I remember sometime someone said, “how can you have faith in something you cannot see.” That seems to be the question of the world…but that’s what faith is.

forgive

I was at a meeting today, and I heard someone say that they were trying to decide how to respond to a situation that they had encountered.  “Am I a going to be an s.o.b., or act in the spirit of forgiveness”.  I mentioned this on my fb page, because it made me think about my life, and how I want to be and how I want to react to things. With this new way of life I have chosen, writing is therapeutic for me, so I am blogging my thoughts and feelings on things.  Probably won’t mean much to others, but for me it helps.

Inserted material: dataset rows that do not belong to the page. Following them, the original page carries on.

PR #1115, opened 2022-10-21
[JsonGen] Fix indexed properties

sebaszm:
Seems they got broken with the change of default compliance mode...


HaseenaSainul (approved):
LGTM

PR #1128, opened 2022-10-31
[WINDOWS] We are prepring the FileObserver for Windows OS.

pwielders:


Source/core/FileObserver.h
```diff
@@ -245,42 +249,173 @@ class FileSystemMonitor : public Core::IResource {
...
+            }
         }
 
     public:
-        HANDLE Event() {
-            return(_syncEvent);
+        void Register(ICallback* client) {
+            ASSERT(std::find(_clients.begin(), _clients.end(), client) == _clients.end());
+
+            _clients.push_back(client);
```
MFransen69, line 310: Not protected I guess for a reason? (performance and not used multithreaded)

Source/core/FileObserver.h
```diff
@@ -245,42 +249,173 @@ class FileSystemMonitor : public Core::IResource {
...
+                    TRACE_L1("Could not start observing: %s", _filename.c_str());
+                }
+
+                for (auto& client : _clients) {
+                    client->Updated();
+                }
+            }
+        }
+
+        /*
```
MFransen69: remove commented out code or do you still need it?

MFransen69 (changes requested):

Source/core/FileObserver.h
pwielders: It is protected by the outer class. Inner class can not be directly accessed. So not required to lock (unless we want to double lock :-) )

Source/core/FileObserver.h
pwielders: Don't know if we still need it, found it with an example on internet. Wanted to store it for reference later on. Can also link the example from which it was taken :-)

pwielders:
Eleborated a bit on the design decisions. Was a bit too much left to the reader :-) Hope it explains now.

MFransen69 (dismissed):

MFransen69 (approved):

MFransen69 (approved):

PR #1133, opened 2022-11-02
[JsonGen] Add bitmask enums

sebaszm:
Adds a `@bitmask` tag that can be put beside the enum definition, when it means all usage of the enum is meant to be a mask (ie. an array on JSON-RPC side), or beside a struct member or a method parameter when it means the bitmask only refers to the single particular usage. Also works with `enum struct` or `enum class` or if the underlying type is not specified (though with a warning).

The generator will give an early error if the enum marked with `@bitmask` has enumerator values not fitting power of 2 (including 0) or has no enumerator values at all.

@pwielders Please note the added JSON.h templates!

Examples:

       enum devicetype : uint8_t {      
            HEADPHONE = 1,
            SPEAKER = 2,
            RECORDER = 4,
            AMPLIFIER = 8
        };

        struct DeviceProperties {
            string Config;
            devicetype Type /* @bitmask */;
        };

        // @property
        virtual uint32_t SupportedDeviceTypes(devicetype& devicesMask /* @out @bitmask */) const = 0;

 Or

      enum devicetype : uint8_t /* @bitmask */ {      
            HEADPHONE = 1,
            SPEAKER = 2,
            RECORDER = 4,
            AMPLIFIER = 8
        };


pwielders (approved):
Wow, thats advanced template coding that took me some time to comprehend, but Looks good ! Nice feature on the JSON::ArrayType..

HaseenaSainul (commented):
First example is not working. It is not generating ArrayType

sebaszm:
> First example is not working. It is not generating ArrayType

Indeed I forgot the `@` sign in the struct. Is that what you mean?

HaseenaSainul:
> > First example is not working. It is not generating ArrayType
> 
> Indeed I forgot the `@` sign in the struct. Is that what you mean?

Not, I tried with @ but it is creating as enum only, not an array of enum. If @bitmask against enum definition then only it is worked for me

HaseenaSainul (approved):

sebaszm:
The tag needs to be in the same sequence point as the member definition, i.e. before the semicolon, otherwise code as this would put the tag with the wrong member:
```
struct {
  int x /* @bitmask */; int y; int z;
};
```
The same applies to enumerators in an enum definition.

HaseenaSainul:
> The tag needs to be in the same sequence point as the member definition, i.e. before the semicolon, otherwise code as this would put the tag with the wrong member:
> 
> ```
> struct {
>   int x /* @bitmask */; int y; int z;
> };
> ```
> 
> The same applies to enumerators in an enum definition.



> The tag needs to be in the same sequence point as the member definition, i.e. before the semicolon, otherwise code as this would put the tag with the wrong member:
> 
> ```
> struct {
>   int x /* @bitmask */; int y; int z;
> };
> ```
> 
> The same applies to enumerators in an enum definition.

yes, that fixed the issue

PR #1135, opened 2022-11-04
[OBSERVERS] Add the observers for Config and ProxyStubs to WPEFramework.

pwielders:


sebaszm (approved):
Still to try it on my own, but the mechanism looks ok!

I have been going through a lot of “stuff” lately, and haven’t chosen my words very well to express the way I am feeling.  I have made a lot of apologies, and asked for forgiveness.  I’m kind of a dork when it comes to some things…I don’t “get a clue” very easily, can’t “read between the lines”, and basically just don’t “get it” a lot of times.  LOL…I’m good at making a fool of myself, as those who have known me a long time, will tell you.  But right now, I am hoping for forgiveness, from a lot.  I don’t know if that will happen, and I know that no one is perfect.  (The way I believe, the only perfect person died on the cross).  So I sit here wondering…do I deserve forgiveness?  Some people will choose to take the high road, and simply say that they don’t need “this” or “that” in their lives.  Which is good.  Boundaries need to be in place to stay healthy.  But when do you say, “no, I’m going to work at this, this means something to me, I want to forgive, and be worthy of forgiveness”.  Every life situation has to be examined, in my opinion, and given a measure of importance.  If someone at the store treats me like sh*t, more than likely I’m going to just blow them off and go on.  But if I do something to someone I love, and it bothers them, I’m going to do my best to address it, and make amends…because they mean something to me.  They are important, they have high measure in my life, and I want to keep it that way.  And then, how about when someone means more to you, than you do to them?  How to handle that one?

Life sometimes seems way more complicated then it did a hundred years ago.  But I also think that there was a lot more hidden dysfunction, and a lot more hurt that didn’t get addressed as well.  Humans have been around for a long freakin time, duh…and it’s pretty easy to understand them, if time is taken to pay attention.  I love studying human nature…it helps me to understand “us”.

But back to this forgiveness thing.  I’ve come to the conclusion that sometimes I’m just not going to get it.  No matter how many times I ask, beg, plead, cry, scream, punch…whatever…(no, I don’t punch people).  There are some that are not capable of forgiving, no matter what.  In my experience, those are the ones that cannot forgive themselves.  That was talked about as well.  It’s easy to say, “I forgive myself”.  But to actually do it, is another story.  I see the growth process in those that are close to me, and I sometimes see myself…a month ago, a year ago, or whenever.  I remember feeling the way they do…the hurt, pain, whatever…I can be empathetic to them, if I have experienced it before.  I can’t say that I know EXACTLY how someone feels, because we are all different, but I could get close.  It’s important to listen to others, to put down the walls so true intimacy can be reached.  Whether it’s a friend, enemy, or love of your life.

I’ve gotten off track. As usual. I realized today that to really forgive, means letting go, being open and vulnerable and being able to trust that person again.  Interesting notion given the fact that I have spent 42 years numbing pain, and not dealing.  It’s time for me to forgive and ask for that forgiveness.